▸ **Task requirements**
From the entries below, report how many lines contain the string "module". Give only that number.

Saved data entries:

PR #439, opened 2021-03-27
Move players page to /players

pakokrew:


packages/web/pages/index.tsx
```diff
@@ -1,24 +1,18 @@
...
 
-type Props = InferGetStaticPropsType<typeof getStaticProps>;
-
-export const getStaticProps = async () => {
-  const players = await getPlayers();
+export const getStaticProps = () => {
   return {
-    props: {
-      players,
+    redirect: {
```
dysbulic, line 7: Returning a redirect during page generation raises an error. That was killing your Vercel build, now it is dying b/c Hasura has changed on `master`.

dysbulic (changes requested):

packages/web/pages/index.tsx
pakokrew: Can you show me the log ?
This is on the documentation https://nextjs.org/docs/basic-features/data-fetching

pakokrew: Ok just saw this in the nextjs doc:

> Note: Redirecting at build-time is currently not allowed and if the redirects are known at build-time they should be added in next.config.js.

So I don't see when this feature can be supported 😵 

So we have to remove all of redirects ? what should we replace it with then ?

dan13ram: If this is raising issues, we could do this like so?
```
import React, { useEffect } from "react";
import Router from 'next/router'

...
useEffect(() => {
   const {pathname} = Router
   if(pathname == '/' ){
       Router.push('/hello-nextjs')
   }
 });
 ```
 ref: https://stackoverflow.com/a/58182678/5513532

Comment (pakokrew) [reply packages/web/pages/index.tsx:7]: @dysbulic will rebase, would love to see vercel's logs on this build.
It looks like the errors appear only when you specifically ask a dynamic route to render with getStaticPath, but it redirects. Should not happen here, not dynamic page. 

https://nextjs.org/docs/messages/gsp-redirect-during-prerender

Comment (pakokrew) [reply packages/web/pages/index.tsx]: using redirects in next.config now.

File: packages/web/next.config.js [hunk 2]
```diff
@@ -1,4 +1,14 @@
 // eslint-disable-next-line
 const withImages = require('next-images');
 
-module.exports = withImages();
+module.exports = withImages({
+  async redirects() {
```
dysbulic, line 5: This looks like the solution.

dysbulic (approved):

packages/web/pages/index.tsx
```diff
@@ -1,24 +1,10 @@
+import { LoadingState } from '@metafam/ds';
```
dan13ram, line 1: is this page necessary now that we are adding the redirect in the config itself?

dan13ram (approved):
we can remove the unnecessary `index.tsx` file and then merge :)

Issue #325, opened 2021-02-01
[MyMeta] - Add actual guild pages


peth-yursick:
Right now guilds only have cards:
![image](https://user-images.githubusercontent.com/55857222/106524523-fb833a80-64e2-11eb-9fa4-d90b73f2f7ee.png)
They should have profiles similar to player profiles

alalonde:
Can you provide some sort of design / layout for what a guild profile might look like? I assume it would be its own page much like player profiles currently

peth-yursick:
> 
> 
> Can you provide some sort of design / layout for what a guild profile might look like? I assume it would be its own page much like player profiles currently

Yep! It will be pretty much the same as the player profiles except with different info.
Here's some of it: https://www.figma.com/file/n36ggiRBQEGzRUbGxWfkMX/Meta-Game-Copy?node-id=58%3A2

mquellhorst:
I've set up the guild pages but as far as I see there ain't much info in the database to fill the page with yet.
Is there anymore to find about a single guild except what's in the guild table?

mquellhorst:
#460

PR #457, opened 2021-03-29
Guild pages with data available so far

mquellhorst:
Addresses #325


mquellhorst:
Going to push from local branch into the repo instead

▸ **Solution to the problem**
2